The proletariat are a class of wage-workers. They are also called the working class. Their labor power is their only significant material asset. They sell their labor to the bourgeoise who own the means of production.
This term references Daniel Defoe’s 1719 novel Robinson Crusoe. The novel is about a castaway stranded on a desert island. The term “robinsonades” describes the fantasy of a man exiled from society who has to survive in the wild. This utopian ideal of the individual who escapes society to exist in state is dismissed by Marx as ahistorical. Marx uses the expression in the “Introduction to the Critique of Political Economy” to dismiss theories of human nature employed by Adam Smith and David Ricardo. Marx challenges the tradition of political economy, which argues that specialized tasks arose in society on the basis of self-interest and competitive advantage. This theory shows man progressing from a state of nature through the division of labor. The character Crusoe divides his tasks carefully to maximize his efficiency. Marx describes how political economists like Smith and Ricardo use this framework to make the primitive hunter or fisher a precursor to an acquisitive, capitalist society.
In the decades after the Hegel’s death in 1831, a group of young German philosophers reinterpreted his ideas. The Young Hegelians supported Hegel’s idea of historical progress but argued that freedom was impossible under the current forms of the state. They used Hegelian frameworks to criticize the church and the state. They broke from the “Right” or “Old” Hegelian philosophers who used Hegel’s teleological view of history to argue that history had reached perfection.
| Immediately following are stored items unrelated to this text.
PR #17213, opened 2024-07-21
web: Fix globals.d.ts file type declarations

danielhjacobs:
Apparently I don't know how this works. I need to import the old type declarations before defining new ones.

### DIFF
--- a/web/packages/core/src/globals.d.ts
+++ b/web/packages/core/src/globals.d.ts
@@ -1,56 +1,36 @@
-interface Error {
-    avmStack?: string;
-}
-// Just updating this module seems to disable type checking for tsx-dom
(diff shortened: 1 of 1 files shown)


web/packages/core/src/globals.d.ts
```diff
@@ -1,56 +1,30 @@
...
+
+declare global {
+    interface Error {
+        avmStack?: string;
+    }
+    interface SVGElement {
+        xmlns?: string;
+        fill?: string;
+        stroke?: string;
+        scale?: string | number;
```
danielhjacobs, line 21: This can be removed after #17224

Dinnerbone (approved):

PR #17214, opened 2024-07-21
Add flash.display.StageAspectRatio

Fancy2209:
also stubs stage.setAspectRatio
Currently a draft because I somehow made it impossible to load SWF


Fancy2209:
Somehow SWF can't load anymore, what did I do 😓

Fancy2209:
It seems API Versioning is what broke ruffle?????

core/src/avm2/globals/flash/display/StageAspectRatio.as
```diff
@@ -0,0 +1,13 @@
...
+{
+    [API("668")]
+    public final class StageAspectRatio
+    {
+        [API("681")]
+        public static const ANY:String = "any"
+        [API("668")]
+        public static const LANDSCAPE:String = "landscape"
+        [API("668")]
+        public static const PORTRAIT:String = "portrait"
```
kjarosh, line 11: You are missing semicolons, hence the errors. Also, I think annotating these constants as `[API("668")]` is unnecessary, as the whole class is annotated that way.

Fancy2209: Fixed

kjarosh (approved):

torokati44:
Thank you for cleaning up the commit history! :pray:

PR #17219, opened 2024-07-22
avm2: Stub orientation-related Stage API

kjarosh:
A follow-up of https://github.com/ruffle-rs/ruffle/pull/17214. This PR stubs the rest of API related to orientation. If something uses `Stage.setAspectRatio`, it's likely `Stage.supportsOrientationChange` and others will be useful.


torokati44 (approved):
Thank you!

PR #6843, opened 2022-05-01
web: Don't use inline CSS attributes

GhostlyDark:
The SVG files as part of `shadow-template.ts` use inline CSS which can be completely avoided.
This fixes potential issues with CSP configurations blocking `style-src-attr`.

Ruffle still requires `style-src-elem 'unsafe inline'` because of the other two style elements in `shadow-template.ts`.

Ludwig Feuerbach, Bruno Bauer, and Max Stirner were prominent Young Hegelians. They argued that reason and freedom are the guiding forces of history, and that true freedom is not possible under the current rule. Instead, they sought to change consciousness. This is a conservative outlook. Marx and Engels criticize the Young Hegelian philosophers for overemphasizing the world of concepts and ideas at the expense of real, material conditions, as these ideas do not challenge the material conditions of the world.